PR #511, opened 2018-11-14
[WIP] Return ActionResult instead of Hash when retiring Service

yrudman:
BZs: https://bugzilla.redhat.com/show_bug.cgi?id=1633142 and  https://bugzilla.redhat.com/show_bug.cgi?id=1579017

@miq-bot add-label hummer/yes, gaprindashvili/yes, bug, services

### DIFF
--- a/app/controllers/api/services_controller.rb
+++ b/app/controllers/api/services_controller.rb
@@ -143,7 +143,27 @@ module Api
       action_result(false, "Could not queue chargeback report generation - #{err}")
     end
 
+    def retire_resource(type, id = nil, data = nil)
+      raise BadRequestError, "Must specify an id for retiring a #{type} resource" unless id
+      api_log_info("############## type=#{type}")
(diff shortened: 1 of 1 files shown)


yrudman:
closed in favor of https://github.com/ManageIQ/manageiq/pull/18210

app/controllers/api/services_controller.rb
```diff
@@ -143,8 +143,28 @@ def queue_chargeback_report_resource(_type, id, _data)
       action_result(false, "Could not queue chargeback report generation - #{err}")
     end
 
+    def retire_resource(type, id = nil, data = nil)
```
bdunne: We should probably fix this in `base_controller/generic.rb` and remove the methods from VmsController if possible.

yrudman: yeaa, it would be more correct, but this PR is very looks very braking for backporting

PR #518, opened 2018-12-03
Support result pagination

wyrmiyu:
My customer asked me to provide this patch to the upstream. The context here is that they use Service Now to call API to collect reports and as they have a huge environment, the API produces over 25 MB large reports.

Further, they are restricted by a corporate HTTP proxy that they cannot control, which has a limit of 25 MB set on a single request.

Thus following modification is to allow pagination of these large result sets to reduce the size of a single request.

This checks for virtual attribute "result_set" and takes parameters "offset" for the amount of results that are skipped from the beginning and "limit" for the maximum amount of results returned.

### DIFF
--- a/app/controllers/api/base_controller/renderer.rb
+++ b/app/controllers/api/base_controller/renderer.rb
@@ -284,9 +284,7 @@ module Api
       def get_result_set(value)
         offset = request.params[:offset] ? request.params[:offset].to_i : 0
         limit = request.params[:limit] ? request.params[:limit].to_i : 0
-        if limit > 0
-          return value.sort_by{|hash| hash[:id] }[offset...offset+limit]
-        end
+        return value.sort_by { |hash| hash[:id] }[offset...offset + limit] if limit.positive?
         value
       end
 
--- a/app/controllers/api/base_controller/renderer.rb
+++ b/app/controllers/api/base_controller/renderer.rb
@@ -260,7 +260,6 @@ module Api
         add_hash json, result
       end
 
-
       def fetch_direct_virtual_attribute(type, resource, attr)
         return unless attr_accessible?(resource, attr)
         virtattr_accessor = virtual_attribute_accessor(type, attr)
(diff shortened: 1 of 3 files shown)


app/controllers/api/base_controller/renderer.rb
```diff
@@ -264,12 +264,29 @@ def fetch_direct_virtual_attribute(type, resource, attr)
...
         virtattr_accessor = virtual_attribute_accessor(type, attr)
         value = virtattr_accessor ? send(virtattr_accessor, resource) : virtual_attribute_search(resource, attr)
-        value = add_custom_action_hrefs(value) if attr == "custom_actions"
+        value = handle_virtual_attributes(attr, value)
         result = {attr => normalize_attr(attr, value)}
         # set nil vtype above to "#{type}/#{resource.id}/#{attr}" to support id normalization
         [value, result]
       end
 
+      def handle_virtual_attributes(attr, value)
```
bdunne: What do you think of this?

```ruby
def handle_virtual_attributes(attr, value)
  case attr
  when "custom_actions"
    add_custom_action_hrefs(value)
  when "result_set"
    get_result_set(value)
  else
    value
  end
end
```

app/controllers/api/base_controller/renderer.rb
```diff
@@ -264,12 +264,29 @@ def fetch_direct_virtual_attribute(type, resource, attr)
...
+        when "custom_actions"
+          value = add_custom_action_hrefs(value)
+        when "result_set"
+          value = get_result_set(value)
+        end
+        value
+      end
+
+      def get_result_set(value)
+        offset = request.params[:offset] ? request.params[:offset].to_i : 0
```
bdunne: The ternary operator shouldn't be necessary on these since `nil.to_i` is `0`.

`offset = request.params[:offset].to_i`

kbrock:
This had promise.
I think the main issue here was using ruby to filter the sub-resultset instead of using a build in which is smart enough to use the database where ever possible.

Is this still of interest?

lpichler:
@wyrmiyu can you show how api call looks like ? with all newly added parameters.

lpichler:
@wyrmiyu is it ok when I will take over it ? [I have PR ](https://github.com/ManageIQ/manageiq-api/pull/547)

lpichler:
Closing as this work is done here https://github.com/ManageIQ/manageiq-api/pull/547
* * *
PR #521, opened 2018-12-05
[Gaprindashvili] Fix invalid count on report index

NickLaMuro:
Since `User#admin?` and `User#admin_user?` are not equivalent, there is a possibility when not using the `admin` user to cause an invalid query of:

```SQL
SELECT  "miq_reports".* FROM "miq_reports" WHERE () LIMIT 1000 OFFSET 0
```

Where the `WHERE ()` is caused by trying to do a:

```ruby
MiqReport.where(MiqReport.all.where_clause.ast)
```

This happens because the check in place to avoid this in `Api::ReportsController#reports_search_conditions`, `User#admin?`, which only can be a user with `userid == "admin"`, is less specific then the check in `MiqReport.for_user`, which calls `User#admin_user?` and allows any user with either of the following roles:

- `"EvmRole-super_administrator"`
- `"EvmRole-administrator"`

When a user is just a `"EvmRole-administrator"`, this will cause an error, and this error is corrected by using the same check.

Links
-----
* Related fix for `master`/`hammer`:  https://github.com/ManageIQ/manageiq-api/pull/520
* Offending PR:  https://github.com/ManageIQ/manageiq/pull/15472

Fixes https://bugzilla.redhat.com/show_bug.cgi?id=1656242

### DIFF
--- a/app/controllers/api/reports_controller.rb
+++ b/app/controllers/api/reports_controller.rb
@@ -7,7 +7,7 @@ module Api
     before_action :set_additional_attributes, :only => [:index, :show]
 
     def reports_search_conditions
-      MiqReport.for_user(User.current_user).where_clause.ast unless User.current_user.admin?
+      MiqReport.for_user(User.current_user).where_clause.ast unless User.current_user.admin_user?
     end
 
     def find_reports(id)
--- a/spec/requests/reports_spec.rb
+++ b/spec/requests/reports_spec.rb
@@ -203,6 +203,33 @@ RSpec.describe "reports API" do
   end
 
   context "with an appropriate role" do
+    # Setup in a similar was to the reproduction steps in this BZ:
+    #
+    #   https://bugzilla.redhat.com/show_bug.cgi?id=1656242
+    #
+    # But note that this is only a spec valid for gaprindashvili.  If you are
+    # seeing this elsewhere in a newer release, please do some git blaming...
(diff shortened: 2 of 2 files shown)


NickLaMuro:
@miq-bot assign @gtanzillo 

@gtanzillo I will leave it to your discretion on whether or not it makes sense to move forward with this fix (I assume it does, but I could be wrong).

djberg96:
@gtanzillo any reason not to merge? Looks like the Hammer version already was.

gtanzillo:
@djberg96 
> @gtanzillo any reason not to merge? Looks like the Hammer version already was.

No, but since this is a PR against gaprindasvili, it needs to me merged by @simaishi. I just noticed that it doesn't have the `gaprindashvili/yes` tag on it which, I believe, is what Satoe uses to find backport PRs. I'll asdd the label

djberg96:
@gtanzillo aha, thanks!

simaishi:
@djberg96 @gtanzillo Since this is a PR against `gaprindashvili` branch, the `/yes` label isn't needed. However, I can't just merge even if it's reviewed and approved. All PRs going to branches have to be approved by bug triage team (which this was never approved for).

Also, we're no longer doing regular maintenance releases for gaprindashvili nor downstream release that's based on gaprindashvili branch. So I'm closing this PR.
--
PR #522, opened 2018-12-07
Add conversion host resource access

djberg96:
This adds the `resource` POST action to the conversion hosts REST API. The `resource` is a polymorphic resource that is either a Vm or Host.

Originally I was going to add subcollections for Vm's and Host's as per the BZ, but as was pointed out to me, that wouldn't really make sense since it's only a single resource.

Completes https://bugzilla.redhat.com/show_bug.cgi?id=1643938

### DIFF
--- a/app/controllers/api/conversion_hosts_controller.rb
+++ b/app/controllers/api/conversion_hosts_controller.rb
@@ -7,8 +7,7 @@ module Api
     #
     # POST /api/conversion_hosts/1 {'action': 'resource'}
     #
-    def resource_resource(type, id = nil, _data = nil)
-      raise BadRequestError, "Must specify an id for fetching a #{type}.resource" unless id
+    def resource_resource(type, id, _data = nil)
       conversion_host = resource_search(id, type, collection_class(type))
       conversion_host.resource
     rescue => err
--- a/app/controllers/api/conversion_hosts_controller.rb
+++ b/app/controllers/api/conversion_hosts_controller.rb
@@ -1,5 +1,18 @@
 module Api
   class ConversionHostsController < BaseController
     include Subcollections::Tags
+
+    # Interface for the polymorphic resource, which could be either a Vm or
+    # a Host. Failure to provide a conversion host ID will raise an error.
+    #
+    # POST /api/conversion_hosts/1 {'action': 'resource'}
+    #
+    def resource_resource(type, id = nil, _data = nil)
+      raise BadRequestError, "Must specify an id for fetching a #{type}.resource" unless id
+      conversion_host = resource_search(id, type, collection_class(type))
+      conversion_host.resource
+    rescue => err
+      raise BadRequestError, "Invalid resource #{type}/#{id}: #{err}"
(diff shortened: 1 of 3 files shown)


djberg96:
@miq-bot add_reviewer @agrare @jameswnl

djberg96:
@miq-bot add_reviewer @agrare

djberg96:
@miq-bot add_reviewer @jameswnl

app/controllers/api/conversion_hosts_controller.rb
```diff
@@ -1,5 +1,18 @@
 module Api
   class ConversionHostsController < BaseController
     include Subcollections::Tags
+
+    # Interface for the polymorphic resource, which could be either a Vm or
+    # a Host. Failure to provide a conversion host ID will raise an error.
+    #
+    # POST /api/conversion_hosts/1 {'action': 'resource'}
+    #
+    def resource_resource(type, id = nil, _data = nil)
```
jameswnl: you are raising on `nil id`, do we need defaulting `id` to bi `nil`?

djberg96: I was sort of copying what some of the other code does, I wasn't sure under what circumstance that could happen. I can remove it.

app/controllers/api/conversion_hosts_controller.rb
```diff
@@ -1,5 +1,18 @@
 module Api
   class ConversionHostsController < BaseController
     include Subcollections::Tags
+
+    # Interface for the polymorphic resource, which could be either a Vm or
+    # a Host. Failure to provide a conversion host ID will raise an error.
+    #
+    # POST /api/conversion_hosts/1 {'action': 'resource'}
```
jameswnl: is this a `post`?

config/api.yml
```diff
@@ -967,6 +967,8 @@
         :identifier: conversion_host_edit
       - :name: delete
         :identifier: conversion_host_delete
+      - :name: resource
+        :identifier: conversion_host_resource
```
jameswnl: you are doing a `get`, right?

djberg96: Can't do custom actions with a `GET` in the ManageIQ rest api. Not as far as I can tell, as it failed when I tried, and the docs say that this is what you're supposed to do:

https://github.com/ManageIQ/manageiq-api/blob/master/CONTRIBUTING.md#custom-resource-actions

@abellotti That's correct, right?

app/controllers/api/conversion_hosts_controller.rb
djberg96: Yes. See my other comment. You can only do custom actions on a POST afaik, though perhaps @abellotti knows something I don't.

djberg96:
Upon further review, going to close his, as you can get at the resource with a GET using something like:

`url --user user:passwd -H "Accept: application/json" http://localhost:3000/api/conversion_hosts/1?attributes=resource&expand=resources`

#### What you should do
Copy out every line of the records that the string "identifier" appears in.

#### Response to the exercise
         :identifier: conversion_host_edit
         :identifier: conversion_host_delete
+        :identifier: conversion_host_resource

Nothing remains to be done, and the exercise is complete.